(Beginning of Records supplied)
Issue #843, opened 2026-03-10
Release 0.11.0


KathiEsterl:
- [x] tag all issues that should be part of the release
- [x] check if all settings are working -> some bigger test calcs on server @ClaraBuettner 
- [x] check if minimal examples are working -> @KathiEsterl 
- [x] check if documentation is correct -> @KathiEsterl 
- [x] add release date to whats_new
- [x] replace version number
- [x] don't forget to replace the year and version numbers also on doc/conf.py
- [x] pot. update Wiki on how to release

KathiEsterl:
- [x] review #864 -> @ClaraBuettner 
- [x] test eGo with #863 -> @KathiEsterl 
- [x] depending on the eGo test: review and merge #863 -> @ClaraBuettner

KathiEsterl:
I tested eGo with #856 and committed some minor changes needed for this update. Anyhow, I would recommend to include PR #863 in the new release. Therefore, it is ready for another check by you, @ClaraBuettner . I will already approve it, you can merge it as soon as you had another look into what I changed afterwards :)

PR #867, opened 2026-08-12
Features/fix tests release 11

ClaraBuettner:
These changes were required to run the tests mentioned in #843

### DIFF
--- a/etrago/disaggregate/spatial.py
+++ b/etrago/disaggregate/spatial.py
@@ -803,7 +803,8 @@ class UniformDisaggregation(Disaggregation):
                     if delta > 1e-4:
                         print(
                             "Warning: Sum of disaggregated time series does"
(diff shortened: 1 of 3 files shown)


KathiEsterl:
I checked the code, looks fine to me. Do you want me to run a local test or do you think it is fine like this?

ClaraBuettner:
I think the most critical change is the limit of the pandas version. 
Could you maybe check in your venv which one you are using? 

The code changes were really small, so I guess they don't need to be tested again.

KathiEsterl:
Actually, in my venv I have pandas==2.1.4.

KathiEsterl:
The restriction to pandas<2.0.0 seems to be necessary to conduct the market optimization with pyomo.

KathiEsterl (approved):

PR #10, opened 2020-12-10
Fix missing anonymous keyword when writing event definitions.

cd1m0:
What it says in the title :).


blitz-1306 (approved):
Look good. Thanks for the fix.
(End of Records supplied)
## [What is expected]
Output the data exactly, from the first line through the line that holds "- [x] test eGo with #863 -> @KathiEsterl", so that no later line appears.

## [Exercise solution]
Issue #843, opened 2026-03-10
Release 0.11.0


KathiEsterl:
- [x] tag all issues that should be part of the release
- [x] check if all settings are working -> some bigger test calcs on server @ClaraBuettner 
- [x] check if minimal examples are working -> @KathiEsterl 
- [x] check if documentation is correct -> @KathiEsterl 
- [x] add release date to whats_new
- [x] replace version number
- [x] don't forget to replace the year and version numbers also on doc/conf.py
- [x] pot. update Wiki on how to release

KathiEsterl:
- [x] review #864 -> @ClaraBuettner 
- [x] test eGo with #863 -> @KathiEsterl 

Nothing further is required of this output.